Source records
··········

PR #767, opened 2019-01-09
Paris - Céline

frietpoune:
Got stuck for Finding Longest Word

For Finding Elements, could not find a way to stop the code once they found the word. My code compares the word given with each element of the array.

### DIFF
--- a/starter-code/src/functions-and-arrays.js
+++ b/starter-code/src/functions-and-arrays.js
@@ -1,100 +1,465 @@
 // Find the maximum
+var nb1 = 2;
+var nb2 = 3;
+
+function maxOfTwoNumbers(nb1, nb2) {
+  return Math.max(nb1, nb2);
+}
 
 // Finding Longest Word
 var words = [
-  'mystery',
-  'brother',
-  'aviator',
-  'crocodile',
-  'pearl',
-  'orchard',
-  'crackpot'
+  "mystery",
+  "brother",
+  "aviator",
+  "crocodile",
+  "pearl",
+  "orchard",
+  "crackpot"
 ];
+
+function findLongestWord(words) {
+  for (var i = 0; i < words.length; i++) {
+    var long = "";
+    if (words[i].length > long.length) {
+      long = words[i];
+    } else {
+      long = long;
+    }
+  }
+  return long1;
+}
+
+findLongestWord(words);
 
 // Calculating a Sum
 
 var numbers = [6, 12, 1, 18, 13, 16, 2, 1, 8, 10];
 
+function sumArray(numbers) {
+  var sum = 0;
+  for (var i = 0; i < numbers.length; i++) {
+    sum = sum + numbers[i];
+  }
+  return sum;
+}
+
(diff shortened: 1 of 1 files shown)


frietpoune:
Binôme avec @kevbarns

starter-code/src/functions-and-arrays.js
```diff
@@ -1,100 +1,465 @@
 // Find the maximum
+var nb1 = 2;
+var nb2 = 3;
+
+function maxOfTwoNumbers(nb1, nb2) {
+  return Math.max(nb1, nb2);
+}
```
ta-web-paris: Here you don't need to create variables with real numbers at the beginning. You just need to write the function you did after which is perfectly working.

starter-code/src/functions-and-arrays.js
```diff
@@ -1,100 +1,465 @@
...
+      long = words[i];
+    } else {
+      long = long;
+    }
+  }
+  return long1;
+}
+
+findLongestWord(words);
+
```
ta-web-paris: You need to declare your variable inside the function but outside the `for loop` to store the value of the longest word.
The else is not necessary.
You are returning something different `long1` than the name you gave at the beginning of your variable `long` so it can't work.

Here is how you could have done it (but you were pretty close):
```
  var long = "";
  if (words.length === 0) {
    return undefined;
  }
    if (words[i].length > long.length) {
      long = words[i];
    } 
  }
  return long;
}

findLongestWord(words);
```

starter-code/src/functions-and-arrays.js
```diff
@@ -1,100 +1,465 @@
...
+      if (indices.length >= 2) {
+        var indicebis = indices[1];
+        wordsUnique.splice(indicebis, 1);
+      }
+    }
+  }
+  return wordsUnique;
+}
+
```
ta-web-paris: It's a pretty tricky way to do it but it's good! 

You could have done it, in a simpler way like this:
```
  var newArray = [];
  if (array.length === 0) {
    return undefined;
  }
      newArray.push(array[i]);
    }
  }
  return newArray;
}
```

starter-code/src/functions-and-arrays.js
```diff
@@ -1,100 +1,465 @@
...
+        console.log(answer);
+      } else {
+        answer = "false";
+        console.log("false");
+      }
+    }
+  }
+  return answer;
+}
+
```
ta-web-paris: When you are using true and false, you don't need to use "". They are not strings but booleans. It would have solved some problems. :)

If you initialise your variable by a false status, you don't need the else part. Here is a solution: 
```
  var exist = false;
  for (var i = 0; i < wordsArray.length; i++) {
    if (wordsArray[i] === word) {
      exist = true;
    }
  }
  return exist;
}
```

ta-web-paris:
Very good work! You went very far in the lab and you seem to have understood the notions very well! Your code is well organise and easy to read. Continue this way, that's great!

··········

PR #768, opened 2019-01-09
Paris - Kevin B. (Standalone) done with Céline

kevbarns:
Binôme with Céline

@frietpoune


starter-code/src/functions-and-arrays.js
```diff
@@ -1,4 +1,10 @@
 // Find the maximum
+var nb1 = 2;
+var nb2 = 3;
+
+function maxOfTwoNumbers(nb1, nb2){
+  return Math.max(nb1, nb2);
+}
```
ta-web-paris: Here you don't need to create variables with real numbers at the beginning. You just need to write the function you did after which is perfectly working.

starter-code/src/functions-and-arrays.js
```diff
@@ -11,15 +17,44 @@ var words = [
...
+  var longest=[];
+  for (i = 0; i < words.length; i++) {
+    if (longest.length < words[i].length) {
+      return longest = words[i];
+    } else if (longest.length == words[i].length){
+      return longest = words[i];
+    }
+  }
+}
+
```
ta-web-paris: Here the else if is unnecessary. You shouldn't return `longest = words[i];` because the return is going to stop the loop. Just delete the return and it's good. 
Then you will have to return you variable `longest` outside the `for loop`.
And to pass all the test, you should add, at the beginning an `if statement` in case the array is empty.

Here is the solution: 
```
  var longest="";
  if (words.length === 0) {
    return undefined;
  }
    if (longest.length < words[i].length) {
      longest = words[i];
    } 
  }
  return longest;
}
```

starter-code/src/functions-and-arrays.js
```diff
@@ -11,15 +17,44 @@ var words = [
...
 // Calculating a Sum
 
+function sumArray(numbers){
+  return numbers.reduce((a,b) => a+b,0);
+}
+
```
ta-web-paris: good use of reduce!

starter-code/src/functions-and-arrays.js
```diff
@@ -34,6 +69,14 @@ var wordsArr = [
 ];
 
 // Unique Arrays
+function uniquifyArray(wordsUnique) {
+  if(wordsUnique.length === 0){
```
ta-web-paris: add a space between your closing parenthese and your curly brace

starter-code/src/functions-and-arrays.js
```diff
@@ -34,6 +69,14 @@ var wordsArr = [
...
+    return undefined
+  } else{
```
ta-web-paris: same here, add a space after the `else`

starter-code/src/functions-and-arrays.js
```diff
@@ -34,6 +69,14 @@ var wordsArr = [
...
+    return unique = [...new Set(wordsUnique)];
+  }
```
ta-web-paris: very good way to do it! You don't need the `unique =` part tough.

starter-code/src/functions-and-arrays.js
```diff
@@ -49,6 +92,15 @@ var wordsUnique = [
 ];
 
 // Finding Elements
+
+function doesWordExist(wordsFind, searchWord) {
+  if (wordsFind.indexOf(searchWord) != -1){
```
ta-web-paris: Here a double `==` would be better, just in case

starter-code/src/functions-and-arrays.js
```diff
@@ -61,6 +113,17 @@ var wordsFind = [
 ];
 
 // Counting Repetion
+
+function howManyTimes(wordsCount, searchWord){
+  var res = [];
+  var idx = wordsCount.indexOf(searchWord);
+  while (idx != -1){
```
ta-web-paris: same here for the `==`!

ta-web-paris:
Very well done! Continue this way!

··········

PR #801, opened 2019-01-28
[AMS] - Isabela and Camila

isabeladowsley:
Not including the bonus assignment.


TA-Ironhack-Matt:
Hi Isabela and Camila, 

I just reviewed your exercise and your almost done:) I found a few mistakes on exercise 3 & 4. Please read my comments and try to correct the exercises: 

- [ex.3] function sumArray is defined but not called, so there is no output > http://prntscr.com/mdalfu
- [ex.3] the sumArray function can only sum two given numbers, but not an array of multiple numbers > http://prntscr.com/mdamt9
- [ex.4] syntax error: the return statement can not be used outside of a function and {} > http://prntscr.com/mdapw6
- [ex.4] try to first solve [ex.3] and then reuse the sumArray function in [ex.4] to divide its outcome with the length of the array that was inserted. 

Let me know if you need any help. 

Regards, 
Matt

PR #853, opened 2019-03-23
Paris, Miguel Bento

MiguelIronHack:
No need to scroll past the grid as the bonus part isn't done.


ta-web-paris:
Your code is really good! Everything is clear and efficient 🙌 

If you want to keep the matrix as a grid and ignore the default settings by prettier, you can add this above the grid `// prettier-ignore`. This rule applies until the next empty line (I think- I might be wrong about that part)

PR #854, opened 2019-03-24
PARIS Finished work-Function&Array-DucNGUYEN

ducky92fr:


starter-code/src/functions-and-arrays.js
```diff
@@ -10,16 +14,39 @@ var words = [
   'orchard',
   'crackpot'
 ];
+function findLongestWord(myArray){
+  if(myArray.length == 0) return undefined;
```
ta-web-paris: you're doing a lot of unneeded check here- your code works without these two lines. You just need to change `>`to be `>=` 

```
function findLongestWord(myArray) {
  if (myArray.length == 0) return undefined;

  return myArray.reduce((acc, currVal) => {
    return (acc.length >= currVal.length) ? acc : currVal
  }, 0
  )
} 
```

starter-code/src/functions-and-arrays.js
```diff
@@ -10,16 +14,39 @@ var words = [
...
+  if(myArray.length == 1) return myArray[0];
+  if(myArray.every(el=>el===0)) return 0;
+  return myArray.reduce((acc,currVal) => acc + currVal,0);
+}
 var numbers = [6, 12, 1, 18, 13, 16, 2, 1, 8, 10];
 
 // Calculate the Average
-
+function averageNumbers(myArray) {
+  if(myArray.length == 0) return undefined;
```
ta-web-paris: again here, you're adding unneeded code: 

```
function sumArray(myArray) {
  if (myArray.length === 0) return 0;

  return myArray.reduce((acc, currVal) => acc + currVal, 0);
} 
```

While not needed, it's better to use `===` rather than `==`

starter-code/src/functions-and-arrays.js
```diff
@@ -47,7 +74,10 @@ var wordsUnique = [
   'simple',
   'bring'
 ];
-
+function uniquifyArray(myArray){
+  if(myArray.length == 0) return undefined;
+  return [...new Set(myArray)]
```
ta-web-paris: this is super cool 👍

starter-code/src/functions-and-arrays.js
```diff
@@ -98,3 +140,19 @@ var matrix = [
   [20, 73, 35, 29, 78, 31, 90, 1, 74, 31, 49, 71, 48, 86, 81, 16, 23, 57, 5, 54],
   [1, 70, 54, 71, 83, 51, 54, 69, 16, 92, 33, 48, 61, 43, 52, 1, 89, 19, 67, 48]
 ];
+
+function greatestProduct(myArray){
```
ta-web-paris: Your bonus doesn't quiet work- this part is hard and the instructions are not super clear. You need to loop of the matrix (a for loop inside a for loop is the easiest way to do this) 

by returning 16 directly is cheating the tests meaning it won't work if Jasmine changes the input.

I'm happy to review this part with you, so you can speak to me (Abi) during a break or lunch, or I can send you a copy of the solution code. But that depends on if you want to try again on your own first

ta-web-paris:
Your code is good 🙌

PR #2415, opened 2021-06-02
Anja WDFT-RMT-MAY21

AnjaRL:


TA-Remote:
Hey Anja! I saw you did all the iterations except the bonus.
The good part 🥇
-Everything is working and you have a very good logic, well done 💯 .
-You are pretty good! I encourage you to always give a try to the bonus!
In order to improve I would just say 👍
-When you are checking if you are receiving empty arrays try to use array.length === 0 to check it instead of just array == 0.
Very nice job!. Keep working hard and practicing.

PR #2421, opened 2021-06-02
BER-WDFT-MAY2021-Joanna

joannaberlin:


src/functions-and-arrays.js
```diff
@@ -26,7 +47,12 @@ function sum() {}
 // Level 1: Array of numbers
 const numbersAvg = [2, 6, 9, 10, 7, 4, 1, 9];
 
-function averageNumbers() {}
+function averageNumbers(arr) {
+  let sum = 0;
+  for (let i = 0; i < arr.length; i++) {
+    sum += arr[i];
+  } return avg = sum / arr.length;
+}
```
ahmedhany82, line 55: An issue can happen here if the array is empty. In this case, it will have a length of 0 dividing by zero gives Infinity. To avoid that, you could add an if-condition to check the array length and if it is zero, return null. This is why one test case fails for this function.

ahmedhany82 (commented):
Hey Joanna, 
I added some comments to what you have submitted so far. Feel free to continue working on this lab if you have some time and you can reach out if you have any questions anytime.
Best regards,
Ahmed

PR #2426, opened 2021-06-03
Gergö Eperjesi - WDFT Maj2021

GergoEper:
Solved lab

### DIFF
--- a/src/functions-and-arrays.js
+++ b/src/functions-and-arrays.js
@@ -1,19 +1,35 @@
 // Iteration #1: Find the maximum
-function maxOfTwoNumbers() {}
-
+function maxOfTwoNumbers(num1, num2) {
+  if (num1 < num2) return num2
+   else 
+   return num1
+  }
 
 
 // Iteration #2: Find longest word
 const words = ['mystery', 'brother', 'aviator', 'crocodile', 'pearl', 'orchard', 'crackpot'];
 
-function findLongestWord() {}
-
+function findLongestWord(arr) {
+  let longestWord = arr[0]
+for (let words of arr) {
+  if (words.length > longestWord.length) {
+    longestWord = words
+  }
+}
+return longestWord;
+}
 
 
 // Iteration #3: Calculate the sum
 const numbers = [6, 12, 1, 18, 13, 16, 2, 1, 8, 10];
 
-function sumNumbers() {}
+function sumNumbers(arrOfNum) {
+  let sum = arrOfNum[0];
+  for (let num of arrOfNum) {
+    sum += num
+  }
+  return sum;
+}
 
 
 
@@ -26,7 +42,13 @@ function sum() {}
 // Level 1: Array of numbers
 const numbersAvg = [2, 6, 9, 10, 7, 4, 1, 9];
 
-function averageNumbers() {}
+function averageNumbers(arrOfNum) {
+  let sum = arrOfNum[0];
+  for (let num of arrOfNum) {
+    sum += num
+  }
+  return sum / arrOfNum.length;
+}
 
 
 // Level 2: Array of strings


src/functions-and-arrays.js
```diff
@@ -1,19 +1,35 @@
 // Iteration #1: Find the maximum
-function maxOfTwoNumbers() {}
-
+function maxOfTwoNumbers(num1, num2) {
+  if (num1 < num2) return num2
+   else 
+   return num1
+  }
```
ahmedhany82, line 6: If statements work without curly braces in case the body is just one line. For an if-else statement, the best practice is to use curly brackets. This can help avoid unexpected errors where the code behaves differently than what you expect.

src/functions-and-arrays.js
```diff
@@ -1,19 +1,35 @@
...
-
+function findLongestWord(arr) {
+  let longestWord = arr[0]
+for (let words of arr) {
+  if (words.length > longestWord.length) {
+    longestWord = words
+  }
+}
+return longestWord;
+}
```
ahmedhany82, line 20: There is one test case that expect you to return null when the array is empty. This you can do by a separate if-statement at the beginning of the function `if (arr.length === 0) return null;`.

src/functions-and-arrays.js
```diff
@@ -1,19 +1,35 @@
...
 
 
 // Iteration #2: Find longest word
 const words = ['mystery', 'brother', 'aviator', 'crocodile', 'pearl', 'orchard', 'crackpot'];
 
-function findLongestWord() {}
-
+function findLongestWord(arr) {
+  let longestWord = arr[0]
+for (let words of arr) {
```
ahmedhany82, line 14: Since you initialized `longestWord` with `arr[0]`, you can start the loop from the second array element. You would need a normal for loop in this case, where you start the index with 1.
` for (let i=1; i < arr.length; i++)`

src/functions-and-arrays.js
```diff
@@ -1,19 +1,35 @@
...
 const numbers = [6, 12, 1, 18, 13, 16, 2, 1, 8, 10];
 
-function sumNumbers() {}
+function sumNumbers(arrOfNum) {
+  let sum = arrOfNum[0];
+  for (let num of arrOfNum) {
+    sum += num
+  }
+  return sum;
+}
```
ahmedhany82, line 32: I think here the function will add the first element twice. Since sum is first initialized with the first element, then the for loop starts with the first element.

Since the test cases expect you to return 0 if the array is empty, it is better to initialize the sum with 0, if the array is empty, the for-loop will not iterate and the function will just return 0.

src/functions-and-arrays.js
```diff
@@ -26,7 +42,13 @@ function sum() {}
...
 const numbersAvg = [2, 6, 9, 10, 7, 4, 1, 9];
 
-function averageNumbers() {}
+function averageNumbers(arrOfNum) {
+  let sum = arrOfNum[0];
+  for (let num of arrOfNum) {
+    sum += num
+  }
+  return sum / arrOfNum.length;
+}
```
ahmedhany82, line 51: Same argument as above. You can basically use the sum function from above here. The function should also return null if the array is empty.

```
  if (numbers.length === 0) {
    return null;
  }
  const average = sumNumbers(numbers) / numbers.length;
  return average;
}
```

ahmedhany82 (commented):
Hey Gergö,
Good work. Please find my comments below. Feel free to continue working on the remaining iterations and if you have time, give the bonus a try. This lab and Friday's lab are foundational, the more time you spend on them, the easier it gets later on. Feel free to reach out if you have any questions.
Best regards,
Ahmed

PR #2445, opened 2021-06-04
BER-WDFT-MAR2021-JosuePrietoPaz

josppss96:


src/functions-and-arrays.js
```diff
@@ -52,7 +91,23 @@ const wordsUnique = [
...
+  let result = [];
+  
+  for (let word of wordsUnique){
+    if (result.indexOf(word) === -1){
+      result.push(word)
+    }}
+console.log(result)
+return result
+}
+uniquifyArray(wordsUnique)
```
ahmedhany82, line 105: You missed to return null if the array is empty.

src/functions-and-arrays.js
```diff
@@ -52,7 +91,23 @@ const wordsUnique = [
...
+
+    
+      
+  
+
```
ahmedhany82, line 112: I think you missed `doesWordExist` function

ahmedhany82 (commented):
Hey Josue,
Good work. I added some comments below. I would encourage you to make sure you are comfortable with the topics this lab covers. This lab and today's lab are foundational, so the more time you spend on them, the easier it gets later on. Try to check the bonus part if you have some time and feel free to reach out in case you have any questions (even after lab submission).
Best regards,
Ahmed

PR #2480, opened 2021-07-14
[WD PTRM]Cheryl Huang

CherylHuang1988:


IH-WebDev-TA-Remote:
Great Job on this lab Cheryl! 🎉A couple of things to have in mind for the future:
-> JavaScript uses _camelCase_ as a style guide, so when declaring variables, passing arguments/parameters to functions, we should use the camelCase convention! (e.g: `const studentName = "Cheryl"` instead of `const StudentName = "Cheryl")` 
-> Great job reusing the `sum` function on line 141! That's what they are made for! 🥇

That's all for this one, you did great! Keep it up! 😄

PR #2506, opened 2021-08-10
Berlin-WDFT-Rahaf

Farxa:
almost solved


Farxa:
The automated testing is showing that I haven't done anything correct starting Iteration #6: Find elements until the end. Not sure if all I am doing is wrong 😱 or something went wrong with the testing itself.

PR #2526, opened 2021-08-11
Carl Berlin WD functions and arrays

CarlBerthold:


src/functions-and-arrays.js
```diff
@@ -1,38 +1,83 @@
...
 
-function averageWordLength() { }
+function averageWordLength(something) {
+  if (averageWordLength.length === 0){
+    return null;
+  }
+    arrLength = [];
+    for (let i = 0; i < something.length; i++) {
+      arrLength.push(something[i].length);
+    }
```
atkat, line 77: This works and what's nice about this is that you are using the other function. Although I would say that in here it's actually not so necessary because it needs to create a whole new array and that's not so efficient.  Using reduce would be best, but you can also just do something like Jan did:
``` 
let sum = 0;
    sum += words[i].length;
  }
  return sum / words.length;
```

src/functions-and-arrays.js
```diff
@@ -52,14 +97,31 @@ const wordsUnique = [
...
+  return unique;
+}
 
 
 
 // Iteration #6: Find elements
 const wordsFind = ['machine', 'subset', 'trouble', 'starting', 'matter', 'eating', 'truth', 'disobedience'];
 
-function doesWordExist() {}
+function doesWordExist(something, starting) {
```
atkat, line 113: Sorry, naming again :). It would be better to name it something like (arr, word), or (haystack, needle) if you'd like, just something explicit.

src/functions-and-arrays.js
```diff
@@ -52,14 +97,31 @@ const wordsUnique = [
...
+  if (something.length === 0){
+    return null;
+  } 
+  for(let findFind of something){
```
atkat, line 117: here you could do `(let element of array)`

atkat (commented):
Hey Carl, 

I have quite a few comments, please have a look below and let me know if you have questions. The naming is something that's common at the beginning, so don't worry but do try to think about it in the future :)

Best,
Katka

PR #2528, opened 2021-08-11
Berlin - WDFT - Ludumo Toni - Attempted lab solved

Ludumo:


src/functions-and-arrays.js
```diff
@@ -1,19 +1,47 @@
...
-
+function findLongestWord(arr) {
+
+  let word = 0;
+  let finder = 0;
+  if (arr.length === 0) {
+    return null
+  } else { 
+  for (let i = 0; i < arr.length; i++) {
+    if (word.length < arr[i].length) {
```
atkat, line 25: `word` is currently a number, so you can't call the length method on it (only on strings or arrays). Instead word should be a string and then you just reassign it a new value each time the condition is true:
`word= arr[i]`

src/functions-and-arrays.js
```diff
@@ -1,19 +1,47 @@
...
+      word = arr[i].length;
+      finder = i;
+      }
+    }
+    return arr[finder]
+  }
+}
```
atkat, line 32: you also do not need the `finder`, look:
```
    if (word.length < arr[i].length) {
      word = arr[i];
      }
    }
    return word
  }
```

··········

WORK INSTRUCTION:
How many lines of these entries contain the string "false"? Reply with the number alone.

THE COMPLETED TASK:
5